Before starting the treatment, it is recommended to determine the risks of having complications according to the age, medical history and the presence of specific mutations to decide which the best treatment should be. The available treatments are not curative and do not prevent further evolution of the disease to acute myeloid leukemia or myelofibrosis (which only happens in very rare cases). The treatment of essential thrombocythemia is based in reducing the platelet count to avoid complications. The most common medication include hydroxyurea, interferon- alpha, Phosphorus 32, anagrelide. Aspirin in low doses can be used to control microvascular symptoms such as redness and pain in the fingers and toes, insufficient blood flow (ischemia), infections in the limbs (gangrene), strokes, syncopes, instability or visual disturbances.

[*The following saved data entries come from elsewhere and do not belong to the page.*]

PR #306, opened 2016-07-21
Add user to docker group if exists.

jeffmendoza:
If the user has sudo access, they will already have access to `sudo docker`. This helps usability by removing the need to use sudo. Also, it solves problems where the `/root` directory is mounted read-only on GCI and `sudo docker` cannot save any config to `/root/.docker`

### DIFF
--- a/google_compute_engine/instance_setup/instance_config.py
+++ b/google_compute_engine/instance_setup/instance_config.py
@@ -41,7 +41,7 @@ class InstanceConfig(config_manager.ConfigManager):
   instance_config_options = {
       'Accounts': {
           'deprovision_remove': 'false',
-          'groups': 'adm,dip,lxd,plugdev,video',
+          'groups': 'adm,dip,docker,lxd,plugdev,video',
       },
       'Daemons': {
           'accounts_daemon': 'true',


google_compute_engine/accounts/accounts_utils.py
```diff
@@ -46,10 +46,11 @@ def __init__(self, logger, groups=None, remove=False):
     self.google_sudoers_file = '/etc/sudoers.d/google_sudoers'
     self.google_users_dir = '/var/lib/google'
     self.google_users_file = os.path.join(self.google_users_dir, 'google_users')
+    self.default_groups = [ self.google_sudoers_group, 'docker', ]
```
illfelder: Adding a default group belongs as part of the instance config defaults file:
https://github.com/GoogleCloudPlatform/compute-image-packages/blob/master/google_compute_engine/instance_setup/instance_config.py#L44

jeffmendoza:
Fixed, thanks!

google_compute_engine/instance_setup/instance_config.py
```diff
@@ -41,7 +41,7 @@ class InstanceConfig(config_manager.ConfigManager):
   instance_config_options = {
       'Accounts': {
           'deprovision_remove': 'false',
-          'groups': 'adm,dip,lxd,plugdev,video',
+          'groups': 'adm,dip,lxd,plugdev,video,docker',
```
illfelder: nit: mind keeping it alphabetical? Otherwise looks good.

illfelder: Also, can you make this PR against the development branch? We don't check in directly to master.

jeffmendoza:
#309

The classification of the disease according to the risks is as following:

• High-risk disease : People who had thrombosis at any age and/or who are older than 60 years of age and have a JAK2 V617F mutation
• Intermediate-risk disease : People who are older than 60 years of age, who do not have a JAK2 mutation and who never had thrombosis
• **Low-risk disease : People who are 60 years of age or younger, and who have a JAK2 mutation and never had thrombosis
• Very-low-risk disease : People who are 60 years of age or younger without a JAK2 mutation and never had thrombosis.

Recent studies have made the following recommendations:

• People who have a high risk of thrombosis or who had thrombosis should use a cytoreductor in combination with an anticoagulant
• People with high or intermediate risk, should be treated with a cytoreductor in combination with aspirin at low doses
• People who are at low risk should be treated with low doses of aspirin or are only observed carefully without any type of treatment

Hydroxyurea is the preferred cytoreductive drug for most people, because it is less toxic and has a lower risk of producing myelofibrosis. However, in pregnant women and in those women who wish to become pregnant, interferon is used because hydroxyurea or anagrelide may cause birth defects.